• **Exercise brief**: Where a line of the records holds the string "sets", copy that line.

::: Given data :::

PR #1023, opened 2021-06-01
Prevent infinite recursion when enumerating document POIs

keynslug:
### Description

Before this commit recursion in `els_scope:included_pois/2` might become infinite. This can happen for a couple of reasons:
* header mistakenly includes itself,
* header ends up including itself transitively, though inclusion is guarded with `ifndef` and `define` to prevent compiler from
  complaining.
* header includes another header with exactly same filename but  located in a different directory, yet from the point of view of  `els_utils:find_header/1` it's the same header.

This commit introduces simple abstract functional graph concept with traversals over set of nodes reachable from a given node and employs it to gather all POIs reachable through inclusion in the `els_scope` module.

### DIFF
--- a/apps/els_lsp/src/els_diagnostics_utils.erl
+++ b/apps/els_lsp/src/els_diagnostics_utils.erl
@@ -8,7 +8,9 @@
 %%==============================================================================
 -export([ dependencies/1
         , included_uris/1
+        , included_documents/1
         , range/2
+        , traverse_include_graph/3
         ]).
 %%==============================================================================
 %% Includes
@@ -24,6 +26,20 @@ dependencies(Uri) ->
 included_uris(Document) ->
   POIs = els_dt_document:pois(Document, [include, include_lib]),
   included_uris([Id || #{id := Id} <- POIs], []).
+
+-spec included_documents(els_dt_document:item()) -> [els_dt_document:item()].
+included_documents(Document) ->
+  lists:filtermap(fun find_included_document/1, included_uris(Document)).
+
+-spec find_included_document(uri()) -> {true, els_dt_document:item()} | false.
+find_included_document(Uri) ->
+  case els_utils:lookup_document(Uri) of
+    {ok, IncludeDocument} ->
+      {true, IncludeDocument};
+    {error, _} ->
+      ?LOG_WARNING("Failed included document lookup [uri=~p]", [Uri]),
+      false
+  end.
 
 -spec range(els_dt_document:item() | undefined,
             erl_anno:anno() | none) -> poi_range().
@@ -59,6 +75,17 @@ range(Document, Anno) ->
           maps:get(range, hd(POIs))
       end
   end.
+
+-spec traverse_include_graph(AccFun, AccT, From) -> AccT when
+    AccFun :: fun((Included, Includer, AccT) -> AccT),
+    From :: els_dt_document:item(),
+    Included :: els_dt_document:item(),
+    Includer :: els_dt_document:item().
+traverse_include_graph(AccFun, Acc, From) ->
+    Graph = els_fungraph:new(
+      fun els_dt_document:uri/1,
+      fun included_documents/1),
+    els_fungraph:traverse(AccFun, Acc, From, Graph).
 
 %%==============================================================================
 %% Internal Functions
--- a/apps/els_lsp/src/els_fungraph.erl
+++ b/apps/els_lsp/src/els_fungraph.erl
@@ -1,0 +1,45 @@
+-module(els_fungraph).
+
+-type id_fun(NodeT) :: fun((NodeT) -> _NodeID).
+-type edges_fun(NodeT) :: fun((NodeT) -> list(NodeT)).
+
+-opaque graph(NodeT) :: {?MODULE, id_fun(NodeT), edges_fun(NodeT)}.
+
+-export_type([graph/1]).
+
+-export([new/2]).
+-export([traverse/4]).
+
+-spec new(id_fun(NodeT), edges_fun(NodeT)) -> graph(NodeT).
+new(IdFun, EdgesFun) ->
+  {?MODULE, IdFun, EdgesFun}.
+
+-type acc_fun(NodeT, AccT) ::
+  fun((_Node :: NodeT, _From :: NodeT, AccT) -> AccT).
+
+-spec traverse(acc_fun(NodeT, AccT), AccT, NodeT, graph(NodeT)) -> AccT.
+traverse(AccFun, Acc, From, G) ->
+  traverse(AccFun, Acc, [From], sets:new(), G).
+
+-spec traverse(acc_fun(NodeT, AccT), AccT, [NodeT], sets:set(), graph(NodeT)) ->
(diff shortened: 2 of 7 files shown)


apps/els_lsp/src/els_fungraph.erl
```diff
@@ -0,0 +1,37 @@
+-module(els_fungraph).
+
+-type gnode() :: #{id := _ID, _ => _}.
+-type edges_fun() :: fun((node()) -> list(node())).
```
gomoripeti, line 4: this might be a typo? `node() -> gnode()`

keynslug: Oops, you're right. Thanks for a quick review!

apps/els_lsp/src/els_fungraph.erl
```diff
@@ -0,0 +1,38 @@
...
+
+-type acc_fun(AccT) :: fun((gnode(), AccT) -> AccT).
+
+-spec traverse(acc_fun(AccT), AccT, _From :: gnode(), graph()) -> AccT.
+traverse(AccFun, Acc, From, G) ->
+  traverse(AccFun, Acc, [From], sets:new(), G).
+
+-spec traverse(acc_fun(AccT), AccT, _From :: gnode(), sets:set(_NodeID), graph()) -> AccT.
+traverse(AccFun, Acc, Nodes, Visited, G = {?MODULE, EdgesFun}) ->
+  AdjacentNodes = [
```
gomoripeti, line 25: do I see correctly that `AdjacentNodes` might have duplicates if multiple Nodes reference the same document? (so an usort could help to avoid duplicates in `AccNext`)

gomoripeti (commented):
awesome! thank you for the contribution.

I just had a quick look, will finish later.

apps/els_lsp/src/els_fungraph.erl
keynslug: Again, spot on! I fixed it by rewriting into a depth-first traversal, for a bit of extra efficiency (hopefully).

robertoaloi:
Hi and thanks for this! We do something similar in `els_unused_includes_diagnostics`, I wonder if we refactor things to have a single implementation of this.

apps/els_lsp/src/els_fungraph.erl
```diff
@@ -0,0 +1,63 @@
...
+    end,
+    {[], Visited},
+    EdgesFun(Node)
+  ),
+  AccNext = lists:foldl(AccFun, Acc, AdjacentNodes),
+  traverse(AccFun, AccNext, AdjacentNodes ++ Rest, VisitedNext, G);
+traverse(_AccFun, Acc, [], _Visited, _G) ->
+  Acc.
+
+-ifdef(TEST).
```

:::

• **Solution to this problem**:
+  traverse(AccFun, Acc, [From], sets:new(), G).
+-spec traverse(acc_fun(NodeT, AccT), AccT, [NodeT], sets:set(), graph(NodeT)) ->
+  traverse(AccFun, Acc, [From], sets:new(), G).
+-spec traverse(acc_fun(AccT), AccT, _From :: gnode(), sets:set(_NodeID), graph()) -> AccT.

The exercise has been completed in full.